Exercise>
Give back, word for word, only the lines from the one containing "bug was encountered." to the end of the listing below.
======== Extracted data ========
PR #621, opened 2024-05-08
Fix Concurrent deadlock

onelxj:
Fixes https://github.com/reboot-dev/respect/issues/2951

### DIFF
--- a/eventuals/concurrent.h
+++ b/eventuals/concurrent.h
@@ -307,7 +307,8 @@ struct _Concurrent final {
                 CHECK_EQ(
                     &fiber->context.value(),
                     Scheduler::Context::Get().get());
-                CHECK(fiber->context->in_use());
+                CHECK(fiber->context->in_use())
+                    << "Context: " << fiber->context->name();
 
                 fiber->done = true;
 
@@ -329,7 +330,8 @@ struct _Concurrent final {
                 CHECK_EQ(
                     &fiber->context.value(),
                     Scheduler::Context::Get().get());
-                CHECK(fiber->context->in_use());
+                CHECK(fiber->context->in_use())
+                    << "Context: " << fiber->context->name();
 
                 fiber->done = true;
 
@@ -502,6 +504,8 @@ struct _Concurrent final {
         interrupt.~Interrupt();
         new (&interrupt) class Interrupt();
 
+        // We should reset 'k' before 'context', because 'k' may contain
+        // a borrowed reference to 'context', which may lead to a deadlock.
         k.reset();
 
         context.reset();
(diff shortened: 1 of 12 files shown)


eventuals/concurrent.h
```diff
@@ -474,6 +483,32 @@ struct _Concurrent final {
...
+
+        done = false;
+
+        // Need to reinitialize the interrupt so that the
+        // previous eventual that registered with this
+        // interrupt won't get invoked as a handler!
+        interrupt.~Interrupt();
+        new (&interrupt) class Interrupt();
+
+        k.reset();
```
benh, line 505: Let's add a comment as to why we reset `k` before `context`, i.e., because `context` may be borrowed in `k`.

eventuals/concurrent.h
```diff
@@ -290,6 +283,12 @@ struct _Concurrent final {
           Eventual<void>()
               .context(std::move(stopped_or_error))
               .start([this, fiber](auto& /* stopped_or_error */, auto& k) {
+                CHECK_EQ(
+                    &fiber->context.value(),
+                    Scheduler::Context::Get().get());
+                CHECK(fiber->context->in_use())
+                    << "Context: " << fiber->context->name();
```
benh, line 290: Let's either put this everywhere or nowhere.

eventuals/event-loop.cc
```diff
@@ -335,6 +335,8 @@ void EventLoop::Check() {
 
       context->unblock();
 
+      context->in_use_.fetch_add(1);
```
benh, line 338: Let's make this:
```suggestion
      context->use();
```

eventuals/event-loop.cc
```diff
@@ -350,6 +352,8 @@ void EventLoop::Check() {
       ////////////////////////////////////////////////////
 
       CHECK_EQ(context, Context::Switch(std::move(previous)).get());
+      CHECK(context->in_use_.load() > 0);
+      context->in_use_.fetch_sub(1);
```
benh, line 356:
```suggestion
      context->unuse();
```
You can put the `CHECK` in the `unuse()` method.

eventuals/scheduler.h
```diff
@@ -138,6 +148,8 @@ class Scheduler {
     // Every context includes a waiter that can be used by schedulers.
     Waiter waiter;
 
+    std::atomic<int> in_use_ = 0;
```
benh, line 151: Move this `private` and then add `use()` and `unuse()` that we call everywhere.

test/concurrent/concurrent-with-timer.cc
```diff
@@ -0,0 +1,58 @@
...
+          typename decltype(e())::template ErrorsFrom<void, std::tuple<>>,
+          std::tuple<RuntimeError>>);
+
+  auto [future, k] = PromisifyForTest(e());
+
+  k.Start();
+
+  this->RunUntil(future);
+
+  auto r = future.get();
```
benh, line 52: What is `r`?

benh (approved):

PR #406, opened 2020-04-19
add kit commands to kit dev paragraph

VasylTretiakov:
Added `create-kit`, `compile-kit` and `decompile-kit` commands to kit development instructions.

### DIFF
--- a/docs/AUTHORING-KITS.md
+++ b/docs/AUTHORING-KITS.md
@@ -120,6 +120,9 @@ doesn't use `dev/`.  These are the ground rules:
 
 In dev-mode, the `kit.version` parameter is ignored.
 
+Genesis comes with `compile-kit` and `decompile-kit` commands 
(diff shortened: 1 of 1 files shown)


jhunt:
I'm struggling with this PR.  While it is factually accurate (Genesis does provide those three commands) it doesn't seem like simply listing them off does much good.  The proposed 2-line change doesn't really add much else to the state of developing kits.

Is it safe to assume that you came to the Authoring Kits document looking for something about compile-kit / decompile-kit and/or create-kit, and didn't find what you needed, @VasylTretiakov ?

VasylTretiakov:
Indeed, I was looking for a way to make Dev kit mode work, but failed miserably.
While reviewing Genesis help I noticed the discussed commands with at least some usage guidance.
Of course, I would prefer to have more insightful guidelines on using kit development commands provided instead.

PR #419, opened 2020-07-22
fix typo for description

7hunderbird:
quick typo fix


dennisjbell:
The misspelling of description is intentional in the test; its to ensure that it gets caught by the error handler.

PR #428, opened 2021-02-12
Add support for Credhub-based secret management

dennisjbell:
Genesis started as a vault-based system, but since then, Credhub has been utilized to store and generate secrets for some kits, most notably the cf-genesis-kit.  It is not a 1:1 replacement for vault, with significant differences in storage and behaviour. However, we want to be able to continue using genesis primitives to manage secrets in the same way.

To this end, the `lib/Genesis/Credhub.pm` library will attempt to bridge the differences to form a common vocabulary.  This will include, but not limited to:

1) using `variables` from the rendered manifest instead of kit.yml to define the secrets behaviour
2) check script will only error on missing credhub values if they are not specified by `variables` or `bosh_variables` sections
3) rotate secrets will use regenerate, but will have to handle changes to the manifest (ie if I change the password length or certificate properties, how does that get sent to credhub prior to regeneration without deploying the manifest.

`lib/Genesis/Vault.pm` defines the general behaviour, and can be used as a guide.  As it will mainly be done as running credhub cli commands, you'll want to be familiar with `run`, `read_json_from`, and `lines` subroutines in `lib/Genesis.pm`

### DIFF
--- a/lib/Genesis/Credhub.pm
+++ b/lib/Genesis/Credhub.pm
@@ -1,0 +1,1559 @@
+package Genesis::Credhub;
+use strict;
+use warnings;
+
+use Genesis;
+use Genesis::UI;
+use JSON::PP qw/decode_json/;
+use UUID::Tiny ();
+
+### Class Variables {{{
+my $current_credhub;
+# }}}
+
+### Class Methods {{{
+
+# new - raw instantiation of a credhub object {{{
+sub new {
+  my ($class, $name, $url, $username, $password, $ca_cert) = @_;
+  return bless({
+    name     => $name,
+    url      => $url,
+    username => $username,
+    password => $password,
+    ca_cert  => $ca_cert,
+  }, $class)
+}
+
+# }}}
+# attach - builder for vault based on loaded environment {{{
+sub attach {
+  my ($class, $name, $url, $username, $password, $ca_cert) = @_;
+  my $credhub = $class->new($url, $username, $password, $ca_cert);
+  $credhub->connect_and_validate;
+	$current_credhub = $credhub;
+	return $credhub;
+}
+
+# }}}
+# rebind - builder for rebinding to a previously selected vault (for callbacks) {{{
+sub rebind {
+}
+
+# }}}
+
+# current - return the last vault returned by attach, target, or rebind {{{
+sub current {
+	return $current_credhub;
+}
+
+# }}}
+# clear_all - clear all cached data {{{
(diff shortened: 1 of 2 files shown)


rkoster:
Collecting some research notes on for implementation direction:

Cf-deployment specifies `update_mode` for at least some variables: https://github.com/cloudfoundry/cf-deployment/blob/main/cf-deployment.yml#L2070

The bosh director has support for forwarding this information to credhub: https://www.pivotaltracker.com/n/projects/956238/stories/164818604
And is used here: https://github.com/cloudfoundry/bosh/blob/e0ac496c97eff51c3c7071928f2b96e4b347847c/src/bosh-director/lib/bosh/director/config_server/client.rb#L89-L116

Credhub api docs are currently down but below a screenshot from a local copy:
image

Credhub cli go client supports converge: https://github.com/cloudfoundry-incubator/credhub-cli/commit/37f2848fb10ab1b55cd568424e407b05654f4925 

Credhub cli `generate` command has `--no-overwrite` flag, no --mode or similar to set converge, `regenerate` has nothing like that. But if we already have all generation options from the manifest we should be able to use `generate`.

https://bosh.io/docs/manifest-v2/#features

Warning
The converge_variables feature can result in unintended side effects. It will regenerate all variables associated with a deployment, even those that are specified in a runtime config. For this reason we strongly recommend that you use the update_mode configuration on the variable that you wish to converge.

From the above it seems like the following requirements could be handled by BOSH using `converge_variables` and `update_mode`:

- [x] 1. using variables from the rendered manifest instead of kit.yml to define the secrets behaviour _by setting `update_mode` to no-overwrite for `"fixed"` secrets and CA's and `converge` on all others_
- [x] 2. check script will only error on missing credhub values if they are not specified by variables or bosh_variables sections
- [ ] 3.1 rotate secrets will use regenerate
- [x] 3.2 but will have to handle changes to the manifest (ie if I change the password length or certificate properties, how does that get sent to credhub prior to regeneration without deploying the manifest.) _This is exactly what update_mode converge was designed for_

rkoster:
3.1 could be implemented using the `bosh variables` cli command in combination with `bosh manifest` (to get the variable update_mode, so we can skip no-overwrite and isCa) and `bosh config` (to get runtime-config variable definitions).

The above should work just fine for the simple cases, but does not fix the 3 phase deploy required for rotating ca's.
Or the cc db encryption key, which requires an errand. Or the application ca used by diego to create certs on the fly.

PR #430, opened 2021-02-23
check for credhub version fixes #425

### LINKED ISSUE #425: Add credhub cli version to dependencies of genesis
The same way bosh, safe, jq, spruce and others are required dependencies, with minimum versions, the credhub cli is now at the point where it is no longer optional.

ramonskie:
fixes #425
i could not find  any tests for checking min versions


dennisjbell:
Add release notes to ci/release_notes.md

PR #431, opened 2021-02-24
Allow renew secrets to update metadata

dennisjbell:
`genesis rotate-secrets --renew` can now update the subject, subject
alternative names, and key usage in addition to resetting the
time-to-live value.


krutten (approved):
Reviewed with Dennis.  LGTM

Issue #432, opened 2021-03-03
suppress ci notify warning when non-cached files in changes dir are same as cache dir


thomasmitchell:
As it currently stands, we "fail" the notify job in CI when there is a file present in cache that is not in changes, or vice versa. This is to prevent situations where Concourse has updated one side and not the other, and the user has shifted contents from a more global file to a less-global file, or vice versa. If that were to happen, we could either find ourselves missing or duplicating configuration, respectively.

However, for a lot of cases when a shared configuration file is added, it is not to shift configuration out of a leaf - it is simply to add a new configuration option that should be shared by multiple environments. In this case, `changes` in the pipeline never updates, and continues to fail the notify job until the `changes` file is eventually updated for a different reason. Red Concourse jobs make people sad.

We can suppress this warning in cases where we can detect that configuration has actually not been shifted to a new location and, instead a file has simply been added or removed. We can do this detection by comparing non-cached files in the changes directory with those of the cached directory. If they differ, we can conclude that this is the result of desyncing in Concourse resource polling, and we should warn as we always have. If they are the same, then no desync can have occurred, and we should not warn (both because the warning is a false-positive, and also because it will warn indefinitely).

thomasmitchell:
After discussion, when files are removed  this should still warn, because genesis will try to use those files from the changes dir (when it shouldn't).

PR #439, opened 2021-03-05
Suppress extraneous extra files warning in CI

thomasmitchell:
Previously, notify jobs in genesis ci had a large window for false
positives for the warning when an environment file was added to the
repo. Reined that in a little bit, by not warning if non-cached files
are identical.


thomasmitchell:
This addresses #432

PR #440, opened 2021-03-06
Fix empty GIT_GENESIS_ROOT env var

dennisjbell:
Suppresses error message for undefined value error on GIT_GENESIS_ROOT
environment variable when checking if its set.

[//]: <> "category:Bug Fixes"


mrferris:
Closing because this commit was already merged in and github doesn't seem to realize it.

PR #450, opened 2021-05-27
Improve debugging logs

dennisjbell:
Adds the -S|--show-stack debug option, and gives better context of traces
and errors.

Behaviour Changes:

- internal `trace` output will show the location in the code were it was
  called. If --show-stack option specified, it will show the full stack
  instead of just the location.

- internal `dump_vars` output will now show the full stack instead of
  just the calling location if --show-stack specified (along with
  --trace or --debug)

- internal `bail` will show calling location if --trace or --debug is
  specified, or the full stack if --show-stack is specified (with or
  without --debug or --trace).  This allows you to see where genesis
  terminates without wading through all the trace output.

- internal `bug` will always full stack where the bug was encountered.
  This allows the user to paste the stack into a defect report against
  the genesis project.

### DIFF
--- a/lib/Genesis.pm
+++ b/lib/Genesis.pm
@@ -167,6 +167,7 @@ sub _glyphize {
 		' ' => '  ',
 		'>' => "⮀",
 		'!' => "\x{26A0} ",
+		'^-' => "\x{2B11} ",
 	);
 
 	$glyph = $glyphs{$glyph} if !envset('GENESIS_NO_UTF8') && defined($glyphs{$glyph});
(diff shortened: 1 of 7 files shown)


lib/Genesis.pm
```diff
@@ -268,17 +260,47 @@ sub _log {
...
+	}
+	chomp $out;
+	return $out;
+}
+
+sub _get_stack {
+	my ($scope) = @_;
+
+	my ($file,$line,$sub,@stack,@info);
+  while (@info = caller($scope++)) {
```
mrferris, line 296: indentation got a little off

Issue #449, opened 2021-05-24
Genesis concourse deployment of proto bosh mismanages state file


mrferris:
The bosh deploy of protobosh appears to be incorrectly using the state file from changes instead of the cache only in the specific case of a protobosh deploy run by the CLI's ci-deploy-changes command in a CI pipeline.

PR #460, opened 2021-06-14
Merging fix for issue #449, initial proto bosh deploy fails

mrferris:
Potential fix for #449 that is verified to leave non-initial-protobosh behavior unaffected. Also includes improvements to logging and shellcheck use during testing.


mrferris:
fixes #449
========
Task result>
- internal `bug` will always full stack where the bug was encountered.
  This allows the user to paste the stack into a defect report against
  the genesis project.

### DIFF
--- a/lib/Genesis.pm
+++ b/lib/Genesis.pm
@@ -167,6 +167,7 @@ sub _glyphize {
 		' ' => '  ',
 		'>' => "⮀",
 		'!' => "\x{26A0} ",
+		'^-' => "\x{2B11} ",
 	);
 
 	$glyph = $glyphs{$glyph} if !envset('GENESIS_NO_UTF8') && defined($glyphs{$glyph});
(diff shortened: 1 of 7 files shown)


lib/Genesis.pm
```diff
@@ -268,17 +260,47 @@ sub _log {
...
+	}
+	chomp $out;
+	return $out;
+}
+
+sub _get_stack {
+	my ($scope) = @_;
+
+	my ($file,$line,$sub,@stack,@info);
+  while (@info = caller($scope++)) {
```
mrferris, line 296: indentation got a little off

Issue #449, opened 2021-05-24
Genesis concourse deployment of proto bosh mismanages state file


mrferris:
The bosh deploy of protobosh appears to be incorrectly using the state file from changes instead of the cache only in the specific case of a protobosh deploy run by the CLI's ci-deploy-changes command in a CI pipeline.

PR #460, opened 2021-06-14
Merging fix for issue #449, initial proto bosh deploy fails

mrferris:
Potential fix for #449 that is verified to leave non-initial-protobosh behavior unaffected. Also includes improvements to logging and shellcheck use during testing.


mrferris:
fixes #449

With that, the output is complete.